Heartbeats
Work out. Ten laps.
Chin ups. Look good.
Steam room. Dress warm.
Call home. Fresh air.
Eat right. Rest well.
Sweetheart. Safe sex.
Sore throat. Long flu.
Hard nodes. Beware.
Test blood. Count cells.
Reds thin. Whites low.
Dress warm. Eat well.
Short breath. Fatigue.
Night sweats. Dry cough.
Loose stools. Weight loss.
Get mad. Fight back.
Call home. Rest well.
Don’t cry. Take charge.
No sex. Eat right.
Call home. Talk slow.
Chin up. No air.
Arms wide. Nodes hard.
Cough dry. Hold on.
Mouth wide. Drink this.
Breathe in. Breathe out.
No air. Breathe in.
Breathe in. No air.
Black out. White rooms.
Head hot. Feet cold.
No work. Eat right.
CAT scan. Chin up.
Breathe in. Breathe out.
No air. No air.
Thin blood. Sore lungs.
Mouth dry. Mind gone.
Six months? Three weeks?
Can’t eat. No air.
Today? Tonight?
It waits. For me.
Sweet heart. Don’t stop.
Breathe in. Breathe out.
Credit
"Heartbeats" from Love's Instruments (Tia Chucha Press, 1995). Copyright © 1995 by Melvin Dixon. Used with the permission of the Estate of Melvin Dixon.
Author
Melvin Dixon

Melvin Dixon was born on May 29, 1950 in Stamford, Connecticut. He received a BA from Wesleyan University in 1971 and a PhD from Brown University in 1975.
Dixon authored two poetry collections, Change of Territory (University of Virginia Press, 1983) and the posthumous Love’s Instruments (Tia Chucha Press, 1995). The latter was published with the guidance of Elizabeth Alexander, who was the editor of the press at the time, and its founder Luis Rodríguez. Dixon was also the author of the novels Vanishing Rooms (Cleis Press, 1991) and Trouble the Water (Fiction Collective 2, 1989), and the translated work The Collected Poems of Leopold Senghor (University Press of Virginia, 1990). He was highly regarded for his works on African American literature, which included book reviews and the textbook Ride Out the Wilderness: Geography and Identity in Afro-American Literature (University of Illinois Press, 1987). His poems were included in Joseph Beam’s groundbreaking anthology In the Life: A Black Gay Anthology (Alyson Publications, 1986).

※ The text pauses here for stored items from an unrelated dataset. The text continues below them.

PR #150, opened 2015-11-25
Fix Wombat in Safari 9

robertknight:
In Safari 9, Object.getOwnPropertyDescriptor(domObject.prototype, prop)
returns descriptors which have the correct structure but undefined
getters and are marked as unconfigurable.

See https://bugs.webkit.org/show_bug.cgi?id=49739#c19
for details. The getters cannot be retrieved via obj.__lookupGetter__()
either.

 * Resolve the issue by skipping overrides for DOM properties
   where the property is not configurable, or the original getter for
   a property could not be retrieved.

 * Lookup the 'baseURI' property on the correct prototype (Node,
   not document)

This fix also resolves the problem where accesses to document.baseURI
on Edge would fail.

Tests for this require the infrastructure added in https://github.com/ikreymer/pywb/pull/149 . Once the test infrastructure is available I can post a PR that adds Safari to the test suite.

### DIFF
--- a/pywb/static/wombat.js
+++ b/pywb/static/wombat.js
@@ -363,26 +363,31 @@ var wombat_internal = function($wbwindow) {
     }
 
     //============================================
-    // Define custom property
+    // Override a DOM property
     function def_prop(obj, prop, set_func, get_func) {
+        // if the property is marked as non-configurable in the current
+        // browser, skip the override
+        var existingDescriptor = Object.getOwnPropertyDescriptor(obj, prop);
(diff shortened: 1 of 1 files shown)


ikreymer:
Awesome.. can you change this to merge into the develop branch also? (or could have a separate branch for client side tests, just so i can keep track)

ikreymer:
Created this: https://github.com/ikreymer/pywb/tree/client-side-tests

ikreymer:
Superceded by #153

PR #151, opened 2015-11-25
Fix test_rewrite_live.test_example_1

robertknight:
One of the live-rewrite tests fetches 'http://example.com' and had hardcoded assumptions
about the value of the 'Content-Length' header in the response and
the casing of the header.

The expected content length is for the uncompressed content size.
However, the current version of the requests lib sets the
'Accept-Encoding: gzip' header by default and also lowercases
the names of headers in the response.

The proper approach here would be to mock out the HTTP request.

This takes a slightly uglier initial step of performing a direct
request and comparing the X-Archive-Content-Length header
in the proxy's response to that of the original URL.

A related issue is that a `test_loaders` request which also queries example.com
is failing and it looks like it may be for the same reason (compressed vs. non-compressed response)

### DIFF
--- a/pywb/rewrite/test/test_rewrite_live.py
+++ b/pywb/rewrite/test/test_rewrite_live.py
@@ -1,3 +1,5 @@
+import requests
+
 from pywb.rewrite.rewrite_live import LiveRewriter
 from pywb.rewrite.url_rewriter import UrlRewriter
 from pywb.rewrite.wburl import WbUrl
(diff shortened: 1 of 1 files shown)


ikreymer:
Hey, just catching up on all these.. i thought i had fixed this in develop but maybe not..
can you make make all the pull requests against the develop branch, as that is the latest for the 0.11 release?

robertknight:
Thanks @ikreymer - It isn't obvious from the homepage that 'master' is not the current version and that development happens on a separate branch. What is the reason for that, as opposed to doing development directly on master?

ikreymer:
I was trying to follow this idea: http://nvie.com/posts/a-successful-git-branching-model/

ikreymer:
It kind of makes sense.. the latest stable version is on master, less stable on 'develop'.. though I could see other arguments also.., there are tagged versions for releases as well.

ikreymer:
See 2922801b7ca930ed237ed2081b2d84a68b586b10, though agree mock response is a better solution for all the live tests

PR #153, opened 2015-11-26
Fix Wombat in Safari 9

ikreymer:
In Safari 9, Object.getOwnPropertyDescriptor(domObject.prototype, prop)
returns descriptors which have the correct structure but undefined
getters and are marked as unconfigurable.

See https://bugs.webkit.org/show_bug.cgi?id=49739#c19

About Dixon, the poet John Keene said, “He emerged at a time when out black LGBTQ writers and writing were still relatively rare but beginning to come into our own [...] In terms of aesthetic excellence and prodigiousness, his work offers an aesthetic model for new and emerging writers.”
Dixon taught English literature at Wesleyan University from 1976 to 1980, when he joined the English faculty at Queens College. He received a fellowship from the National Endowment for the Arts in 1984. Dixon died of AIDS-related complications in Stamford on October 26, 1992.